**Your task:**
Would you print the full listing word for word?

---+---

Issue #5805, opened 2023-08-04
Bug - Options Menu - docs failing a11y testing


nicolethoen:
It's disrupting PR builds / CI

```
147/265   /components/menus/options-menu
violations: aria-required-children, aria-required-parent, list, listitem
```

Seems to be related to changes introduced in https://github.com/patternfly/patternfly/pull/5753
and revealed once a11y tests were cleaned up in https://github.com/patternfly/patternfly/pull/5705

Issue #5796, opened 2023-08-03
Update markup for multi selectable Options Menu


thatblindgeye:
**Describe the enhancement or change**
Followup to comment https://github.com/patternfly/patternfly/pull/5753#discussion_r1267272383

Core markup should be updated to match React for the [multiple options example](https://www.patternfly.org/components/menus/options-menu/html-deprecated#multiple-options)

In Core the markup is an unordered list with nested unordered lists for each "group":
![image](https://github.com/patternfly/patternfly/assets/70952936/7aaedf06-c04a-4abd-87f5-e69175f85ca7)

In React it's `section` elements for each "group" and an unordered list in each section:
![image](https://github.com/patternfly/patternfly/assets/70952936/953a2c41-0adc-4f58-8485-24bbec0108e3)

**Is this request originating from a Red Hat product team? If so, which ones and is there any sort of deadline for this enhancement?**

**Any other information?**

PR #5809, opened 2023-08-08
chore(options-menu): updated markup to match react component

mcoker:
fixes https://github.com/patternfly/patternfly/issues/5796
fixes https://github.com/patternfly/patternfly/issues/5805


mattnolting (approved):
LPTM 🚢 it!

---+---

**Answer to this exercise:**
Issue #5805, opened 2023-08-04
Bug - Options Menu - docs failing a11y testing


nicolethoen:
It's disrupting PR builds / CI

```
147/265   /components/menus/options-menu
violations: aria-required-children, aria-required-parent, list, listitem
```

Seems to be related to changes introduced in https://github.com/patternfly/patternfly/pull/5753
and revealed once a11y tests were cleaned up in https://github.com/patternfly/patternfly/pull/5705

Issue #5796, opened 2023-08-03
Update markup for multi selectable Options Menu


thatblindgeye:
**Describe the enhancement or change**
Followup to comment https://github.com/patternfly/patternfly/pull/5753#discussion_r1267272383

Core markup should be updated to match React for the [multiple options example](https://www.patternfly.org/components/menus/options-menu/html-deprecated#multiple-options)

In Core the markup is an unordered list with nested unordered lists for each "group":
![image](https://github.com/patternfly/patternfly/assets/70952936/7aaedf06-c04a-4abd-87f5-e69175f85ca7)

In React it's `section` elements for each "group" and an unordered list in each section:
![image](https://github.com/patternfly/patternfly/assets/70952936/953a2c41-0adc-4f58-8485-24bbec0108e3)

**Is this request originating from a Red Hat product team? If so, which ones and is there any sort of deadline for this enhancement?**

**Any other information?**

PR #5809, opened 2023-08-08
chore(options-menu): updated markup to match react component

mcoker:
fixes https://github.com/patternfly/patternfly/issues/5796
fixes https://github.com/patternfly/patternfly/issues/5805


mattnolting (approved):
LPTM 🚢 it!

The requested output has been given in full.